Public entities like all organizations face cyber threats that can upend their systems, cause reputational damage and result in significant losses. At this year’s PARMA (Public Agency Risk Management Association) conference on risk management, a panel discussion reviewed some of the types of cyber exposures public entities face. Public entities include towns, villages, boroughs, counties, housing authorities, special districts, utility authorities, public K-12, colleges/ universities, and social services.
Some examples of cyber claims by public entities include: Ransomware claims in which systems are inhibited or locked down until payment of the ransom; virus encryption attacks that have shut down municipal servers including a 911 center; and school districts experiencing a denial of service attack that overloads their servers and can shut down schools during the attack. The exposure on such claims can be anywhere from a few thousand dollars to several million dollars. It can cost hundreds of thousands of dollars just to investigate a data breach to determine whether any information was compromised.
Mitigating these and other types of claims is important for public entities, and involves:
- Developing and periodically testing an incident response plan that identifies an incident response team (including key stakeholders and the forensic and legal team) BEFORE the incident.
- Training employees to recognize threats.

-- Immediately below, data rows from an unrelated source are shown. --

PR #1646, opened 2026-07-12
feat(STONEINTG-1682): add one-time migration script for build-nudges-ef to NudgeConfig

kasemAlem:
…

  Implement a standalone binary that reads Component.spec.build-nudges-ref
  data across tenant namespaces and creates or merges NudgeConfig CRDs as
  part of ADR-0067 Phase 2 migration from build-service to integration-service
  owned nudging.

The script supports:
- Automatic tenant namespace discovery via label selectors
- Targeted namespace migration via positional arguments
- Dry-run mode (--dry-run) for safe pre-migration validation
- Merge-not-replace semantics preserving user-added NudgeConfig entries
- Filtering of dangling references, self-nudges, and duplicates
- Client-side DAG cycle detection before API writes
- Idempotent execution (second run is a no-op)
- Migration metadata via labels and annotations for traceability

  Test Plan

  - 25 unit tests covering merge logic, filtering, cycle detection, dry-run, and idempotency
  - Manual dry-run validated against stage and production clusters

  Assisted-By: Claude (Anthropic)

### DIFF
--- a/Dockerfile
+++ b/Dockerfile
@@ -26,7 +26,8 @@ RUN if [ "$ENABLE_COVERAGE" = "true" ]; then \
         echo "Building production binary..."; \
         CGO_ENABLED=0 go build -a -o manager ./cmd; \
     fi \
- && CGO_ENABLED=0 go build -a -o snapshotgc cmd/snapshotgc/snapshotgc.go
+ && CGO_ENABLED=0 go build -a -o snapshotgc cmd/snapshotgc/snapshotgc.go \
+ && CGO_ENABLED=0 go build -a -o nudge-migrate cmd/nudge-migrate/nudge_migrate.go
 
 ARG ENABLE_WEBHOOKS=true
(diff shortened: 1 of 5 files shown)


dirgim:
Hi @kasemAlem, since this is meant to be a single-use (or a couple of uses) script, I don't think it should be added to the controller's image.
Wdyt about having it in the https://github.com/konflux-ci/integration-service-utils repository instead?

kasemAlem:
> Hi @kasemAlem, since this is meant to be a single-use (or a couple of uses) script, I don't think it should be added to the controller's image. Wdyt about having it in the https://github.com/konflux-ci/integration-service-utils repository instead?

you are right, 
I'll create on on utils then will close this one , 
thanks @dirgim

kasemAlem:
closing this one , a new one is created https://github.com/konflux-ci/integration-service-utils/pull/13

Issue #35, opened 2017-04-07
BundleExplorer overhaul


Traderain:
- [x] Rename to asset browser
- [x] Different view modes
- [x] Add cache files,w3speech etc.
- [ ] Asset preview
  - [ ] 3d models
  - [ ] Sounds
  - [ ] Images
  - [ ] text files
  - [ ] movies
- [x] Convert it to be purely event based so it can be kept open and import stuff as you need it.

Cooking needs to be eleminated to implement this so texture.cache/soundspc.cache etc. writers need to be implemented for this.

Traderain:
Asset preview could be achieved with [IPreviewHandler](https://msdn.microsoft.com/en-us/library/bb775315.aspx)

rfuzzo:
Related requests:
-[] make asset browser dockable #100 
-[] enhance the search #76 
-[] Pagination of results

rfuzzo:
outdated with Wolvenkit 8

PR #52, opened 2017-06-02
Implemented Witcher Interfaces for Asset browser

kote2ster:
#35


WolvenKit.Cache/Sound_Cache.cs
```diff
@@ -58,8 +53,8 @@ public void Read(BinaryReader br)
                 NamesOffset = br.ReadUInt32();
                 NamesSize = br.ReadUInt32();
             }
-            BufferSize = br.ReadInt64();
```
Traderain: This shouldn't be changed.Buffersize and Checksum is correct.

WolvenKit.Interfaces/IWitcherArchive.cs
```diff
@@ -0,0 +1,24 @@
...
+using System.Collections.Generic;
+using System.IO;
+using System.Linq;
+using System.Text;
+using System.Threading.Tasks;
+using System.Windows.Forms;
+
+namespace WolvenKit.Interfaces
+{
+    public interface IWitcherArchive
```
Traderain: Should be renamed to IWitcherArchiveManager since it manages archive now it's not for the actual archives.

PR #69, opened 2017-08-16
Implemented support for having a DLC and Mod in the same project.

### LINKED ISSUE #55: Multi purpose project (DLC&Mod)
We should have it so you can mark a file as a DLC file or as a mod file and when packing they will be installed to the appropriate folder. If we are updating mod explorer anyway we should probably track changed files and such so a "Please save dialog" can be made when closing the app or something.

Traderain:
- Fixed some bugs in assetbrowser.
- Recoded the whole packing process.
- Reworked the way the project's files are handled.
- Resolves #55 
- Added notification for unsaved files when closing the project.
Someone please check it if you have any issues with it. I am afraid to merge it until someone tests it.


Traderain:
Known bugs:
- TextureCache is not exported to correct folder.
- Script copy is messed up.

PR #71, opened 2017-08-27
Added option to show IDs in the strings importer.

Murzinio:


Traderain:
Can you check if the gui still work with the new DLC+Mod project thing?

rfuzzo:
71

Issue #72, opened 2017-09-30
Fix build target


Traderain:
Currently Irrlicht and VLC.net doesn't really like each other so the whole project has to be x86. This needs to be fixed so we can switch of the prefer 32bit and go back to anycpu.

ChiefyWombat:
glad I saw this, I just switched Sabre to AnyCPU as well.

PR #77, opened 2018-04-04
Fix solution and project configurations

dnandha:
Solution would not build because of target architecture mismatch.
See #72 

With this changes the solution builds successfully for x64 target platform (set as default).


Traderain:
Thanks for the contribution. Your help is very much welcome. I will review your PR when I get home and if there isn't anything wrong with it. In the meantime you are welcome to join us on discord you can find a link to it in the readme.

PR #78, opened 2018-04-07
small bugfix

rfuzzo:
fixes a small bug that prevented opening w2meshes.

### DIFF
--- a/WolvenKit/Forms/frmMain.cs
+++ b/WolvenKit/Forms/frmMain.cs
@@ -818,7 +818,7 @@ namespace WolvenKit
                     {
                         var rigDoc = new frmCR2WDocument();
                         var basePath = doc.File.FileName.Split(new string[] { "characters" }, StringSplitOptions.None)[0];
-                        var modelName = Path.GetFileName(doc.File.FileName).Split('_', '.')[3];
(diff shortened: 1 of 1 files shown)


WolvenKit/Forms/frmMain.cs
```diff
@@ -818,7 +818,7 @@ public frmCR2WDocument LoadDocument(string filename, MemoryStream memoryStream =
                     {
                         var rigDoc = new frmCR2WDocument();
                         var basePath = doc.File.FileName.Split(new string[] { "characters" }, StringSplitOptions.None)[0];
-                        var modelName = Path.GetFileName(doc.File.FileName).Split('_', '.')[3];
+                        var modelName = Path.GetFileName(doc.File.FileName).Split('_', '.');
```
Traderain: If you do that modelname will be an array not a string and you need a string here:
```
 var rigPath = $@"{basePath}characters\base_entities\{modelName}_base\{modelName}_base.w2rig";
```

kote2ster:
@rfuzzo for now for mesh loading you should use the [Renderer branch](https://github.com/Traderain/Wolven-kit/tree/Renderer). I will test it on Monday.

rfuzzo:
thx. true, that was a silly suggestion. :)

PR #102, opened 2018-09-09
FIXED: DataTable Set Var now uses correct indices for DataTableEntry.…

Strahlemann83:
… Row/Column was switched

# DataTable Set Var now uses correct indices for DataTableEntry. Row/Column was switched

Fixed:
- Usage of DataTableEntry indices


Traderain:
Thanks for the contribution.

Issue #111, opened 2018-09-19
Fix compiler warnings


philippTheCat:
^title

Traderain:
I agree but we should supress CS1591

saurabhs:
I may take this, but how you guys are planning to suppress CS0649, <variable> is never assigned to, and will always have its default value 0? Remove/comment out it from class/struct for now?

NamStalker:
Can I pick this up? It looks like the broken build for their PR request is stale.

rfuzzo:
outdated with Wkit 8

PR #119, opened 2018-10-21
Fixed compile warnings.

NamStalker:
Added Task.Run() to each async task that was being called. Added a disable warning for unassigned variables within structs. Removed variables from exception catches. Removed async from Initialize, as it is already starting a seperate task.

# <PULL REQUEST TITLE>

Implemented:
- <Features implemented>

Fixed:
- <Fixes>Compiler warnings.

<Aditional notes>


NamStalker:
#111

PR #123, opened 2018-12-20
w2ent child class type support

rfuzzo:
# <PULL REQUEST TITLE>

Implemented:
- registered all CEntity child classes (unknown bytes support)

Fixed:
- disabled SDynamicDecalMaterialInfo registration (error)

<Additional notes>


rfuzzo:
I registered all child classes for CEntity *as* CEntity 

This is only if the children don’t add further custom variables and then equivalent to adding and registering the children as their own types.

If we want to go with Limes Method in the end, we should probably have them as their own types and inherit from CEntity etc.

But for now this is equivalent.

WolvenKit.CR2W/Types/CR2WTypeManager.cs
```diff
@@ -114,13 +114,335 @@ public CR2WTypeManager()
...
+            Register("W3HorseManager", new CEntity(null)); //ws
+
             // Testing area. Put your CVectors which don't work fully yet here.
 #if DEBUG
             // *.w2p
             //Register("CParticleEmitter", new CParticleEmitter(null));
             Register("CDecalSpawner", new CDecalSpawner(null));
             Register("SSeedKeyValue", new SSeedKeyValue(null));
-            Register("SDynamicDecalMaterialInfo", new SDynamicDecalMaterialInfo(null));
+            //Register("SDynamicDecalMaterialInfo", new SDynamicDecalMaterialInfo(null)); //rfuzzo: disabled because it couldn't read the stream
```
Traderain: These don't really need disabling. This section is for WIP vectors but not an error.

PR #127, opened 2019-10-23
Miscellaneous Fixes and asset browser modifications

sw3dg1n:
# Miscellaneous fixes and asset browser modifications

Implemented:
- Changed the "Search from current folder" checkbox and its functionality to "Search only in current mod folder" as due to the data structure present, the former one cannot be supported. However, searching in the current mod folder is somewhat possible at least, it just doesn't work properly if you are in a mod called <someName> and there is a second mod called <someName><suffix>.
- Significantly increased the default width of the marked files list in the asset browser as it is not resizable.

Fixed:
- Fixed a bug where the "Search from current folder" (or now "Search only in current mod folder") checkbox was ignored if the "Regex" checkbox was enabled.
- Fixed a bug which caused the bundle manager to load indefinitely during startup if a mod in the mods folder had two resources with the same name defined like with Immersive Lighting.
- Fixed a bug which caused exceptions when opening w2p files in debug mode.
- Added missing build flags for the x64 release configuration.

Feel free to only include the changes you want. Especially the changes in the asset browser are very much debatable I would say.


Traderain:
Thanks. Looks great. The w2p thing is not really a bug because it was there for testing but should be disabled in the repo anyway.

PR #130, opened 2020-02-09
Indented Chunk layout

### LINKED ISSUE #113: Indented view for chunks
Wolven Kit shows indented view for attributes and such like a treeview.

It would be really nice if we could view the chunks at an indent also. We already have parent and sometimes child attributes inside the chunks.

Also dumping the gamefile we can easily see the objects and their children in the created XML's with a little XML magic the file can be cleaned to look noice

Attaching a indented XML - dumpfile

[t_05a_mg__bear_lvl5_meshes.w2ent.xml.zip](https://github.com/Traderain/Wolven-kit/files/2437692/t_05a_mg__bear_lvl5_meshes.w2ent.xml.zip)

rfuzzo:
# Indented Chunk View

Implemented:
- indented view for chunks based on the parent-child relation between chunks with TreeListView.

<Additional notes>
closes #113 

unknown


rfuzzo:
hmm, this is very slow for larger files.

PR #144, opened 2020-03-11
Refreshing mod assets where adding file from mod.

vonLeebpl:
# Mod asset loader fix

Implemented:
Refreshing mod assets browser when adding file from mod.

Fixed:
- Removed CFont.cs from project.

<Additional notes>
- When user adds file from mod the asset list is refreshed on opening asset browser form.


Traderain:
Thanks :)

PR #163, opened 2020-05-04
CR2W Table writing fix

rfuzzo:
# CR2W Table writing fix

Fixed:
- cr2w stringtable and imports table writing fix
- many unknown byte parsing fixes

<Additional notes>
#61 #5


CR2WTests/StressTest.cs
```diff
@@ -7,487 +7,598 @@
...
+        static Dictionary<string, MemoryMappedFile> mmfs;
 
         [ClassInitialize]
         public static void Setup(TestContext context)
         {
+            mmfs = new Dictionary<string, MemoryMappedFile>();
             mc = new BundleManager();
-            mc.LoadAll("D:\\SteamLibrary\\steamapps\\common\\TW3\\bin\\x64");
-            //mc.LoadAll("C:\\Steam\\steamapps\\common\\The Witcher 3\\bin\\x64");
+            //mc.LoadAll("D:\\SteamLibrary\\steamapps\\common\\The Witcher 3\\bin\\x64");
```
Traderain, line 62: We should probably change this so we don't have to edit it in every commit. How about %TW3_DIR%/bin/x64?

PR #2142, opened 2025-01-10
feature: remember open files

manavortex:
# feature: remember open files

Projects can remember the last X open files and reopen them on project launch

### DIFF
--- a/WolvenKit.App/Models/ProjectManagement/Project/Cp77Project.cs
+++ b/WolvenKit.App/Models/ProjectManagement/Project/Cp77Project.cs
@@ -360,7 +360,6 @@ public sealed partial class Cp77Project : IEquatable<Cp77Project>, ICloneable
 
     private const string s_projectFilesDirName = ".projectFiles";
     private const string s_projectTreeStateFileName = "fileTreeState.json";
-    private const string s_openFilesList = "openFilesList.json";
 
     /// <summary>
     /// Path to <see cref="ProjectDirectory"/>/<see cref="s_projectFilesDirName"/>, where we store temp files
@@ -402,6 +401,11 @@ public sealed partial class Cp77Project : IEquatable<Cp77Project>, ICloneable
                 {
                     File.Delete(oldPath);
                 }
+            }
+
+            if (!File.Exists(newPath))
+            {
+                File.WriteAllLines(newPath, ["{}"]);
             }
 
             return newPath;
--- a/WolvenKit.App/Models/ProjectManagement/Project/Cp77Project.cs
+++ b/WolvenKit.App/Models/ProjectManagement/Project/Cp77Project.cs
@@ -11,7 +11,6 @@ using WolvenKit.Common;
 using WolvenKit.Core.Extensions;
 using WolvenKit.Core.Interfaces;
 using WolvenKit.Core.Services;
-using WolvenKit.Modkit.RED4.Serialization;
 using WolvenKit.RED4.Archive.CR2W;
 using WolvenKit.RED4.Archive.IO;
 using WolvenKit.RED4.Types;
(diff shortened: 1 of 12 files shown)


WolvenKit.App/ViewModels/Tools/ProjectExplorerViewModel.cs
```diff
@@ -1076,19 +1081,95 @@ private void SetupToolDefaults() =>
...
+            .TakeLast(_settingsManager.NumFilesToReopen)
+            .ToList();
+
+        foreach (var path in lastFilePaths)
+        {
+            _appViewModel.RequestFileOpen(path);
+        }
+
+        // write back the last X entries
+        File.WriteAllLines(lastFilesPath, lastFilePaths);
```
seberoth, line 1142: Throws an exception here, because the file is already open.

seberoth (changes requested):

manavortex:
there _will_ be people with 617236 open files who put MAX_INTEGER as value, easier to tell them to just delete one file

rfuzzo:
Hmm, I'm not convinced this is a good reason (it's equally as easy to tell someone to change the max number). I think it is more desirable to keep all project-related settings in one file and not clutter the project folder.

manavortex:
That's why I made the subfolder ;)

I'm currently logging _all_ currently open tabs every time a tab gets opened or closed to save the effort of filtering the file. In my experience, there's a (very) low chance of corruption on every I/O operation, and I'd much rather not fuck up the project file because somebody found a way to put an unescaped backslash in a file name. This is just me being paranoid, though. If you insist, I'll put them in the cdproj file, but I'd feel :s about it

rfuzzo:
When you open an existing project now, the project explorer is empty

rfuzzo (changes requested):
Bug: When you open an existing project now, the project explorer is empty. (Old Comment moved here)

manavortex:
I can't reproduce the bug :/ after project explorer is done loading, it gets populated immediately

rfuzzo:
> I can't reproduce the bug :/ after project explorer is done loading, it gets populated immediately

Happened to me on an old project created before this feature.

manavortex:
I tried that as well, of course - on several projects. They all loaded fine.

rfuzzo:
It happens 100% of all times.
Repro steps:
1. Delete the `.projectFiles` folder in your mod
2. load it in wolvenkit
3. notice that the project explorer is empty

image

WolvenKit.App/Models/ProjectManagement/Project/Cp77Project.cs
```diff
@@ -340,6 +356,60 @@ public string PackedLegacyModDirectory
     }
 
 
+    #region project_state_files
+
+    private const string s_projectFilesDirName = ".projectFiles";
+    private const string s_projectTreeStateFileName = "fileTreeState.json";
+    private const string s_openFilesList = "openFilesList.json";
```
rfuzzo, line 363: this is unused

WolvenKit.App/Services/ISettingsManager.cs
```diff
@@ -192,5 +192,7 @@ public static List<SaveGame> GetSaveGames()
 
     bool ReopenLastProject { get; set; }
 
+    int NumFilesToReopen { get; set; }
```
rfuzzo, line 195: There should be an option "Reopen Files on launch" in addition to the number of files to reopen imo

rfuzzo (changes requested):

rfuzzo (changes requested):
bug: when closing a project with no open files, it still saved the old file - resulting in reopening of files that weren't open upon close

rfuzzo (approved):
works on my machine now XD

PR #2147, opened 2025-01-11
replace in project files: better exclusion criteria

manavortex:
# replace in project files: better exclusion criteria

Replace in project files will now filter for files that don't need to be checked for replacements (should speed things up)


rfuzzo (approved):
looks good

PR #2169, opened 2025-01-13
[main] refactor/cvm => simplifications & codestyle compliance

manavortex:
# Refactor: CVM

I recommend reviewing this by commit :)

## logic
- inverted ifs
- moved methods into correct partial class
- changed big if/else blocks to switch statements

## compiler suggestions
- removed redundant checks and casts
- merged checks into pattern

## OCD
- typos / camel casing
- added () around expressions for clarity


WolvenKit.App/ViewModels/Shell/ChunkViewModel.cs
```diff
@@ -656,20 +656,14 @@ public Type PropertyType
     {
         get
         {
-            var type = Data?.GetType() ?? typeof(RedDummy);
+            var type = Data.GetType();
```
rfuzzo, line 659: this seems to have lost the reddummy?

rfuzzo (changes requested):

WolvenKit.App/ViewModels/Shell/ChunkViewModel.cs
manavortex: Since Data is never null, there's no need to fall back to RedDummy

WolvenKit.App/ViewModels/Shell/ChunkViewModel.cs
```diff
@@ -471,12 +471,12 @@ partial void OnDataChanged(IRedType value)
 
     #region Properties
 
-    public ObservableCollectionExtended<ChunkViewModel> SelfList { get; set; } = new();
+    public ObservableCollectionExtended<ChunkViewModel> SelfList { get; set; }
```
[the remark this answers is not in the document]
manavortex: The compiler was complaining that the assigned value wasn't considered in any paths. I can put it back?

rfuzzo (commented):
Same here, the breaking out of the methods into the mesh functions is a great idea, but the unrelated logic changes are harder to review and will take time.

PR #2171, opened 2025-01-13
un-dynamify mesh materials

manavortex:
# un-dynamify mesh materials

**Implemented:**
- can convert dynamic mesh materials into regular materials

before:
image
image

after:
image


rfuzzo (approved):
seems to work and is a standalone feature.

For example, if a computer is slow, experiencing pop-ups, or there are performance issues it could be a virus.
- Being vigilant about phishing or social engineering techniques. Criminals use a program or even something as simple as a phone call to get into the system password. The information is voluntarily provided to these fraudsters typically by duping individuals. These criminals are professionals and they often do their research into background issues so you trust the message.
- Examining URLs in emails or links they ask you to click. Sometimes one character being off in a URL will reroute you to a rogue site.
- Avoid downloading or opening attachments from an unknown sender.
- Assessing the adequacy of existing Cyber insurance coverage.
- Evaluating potential third-party/vendor risk and indemnification provisions to ensure they cover the full costs of a data breach, including notification costs and credit monitoring.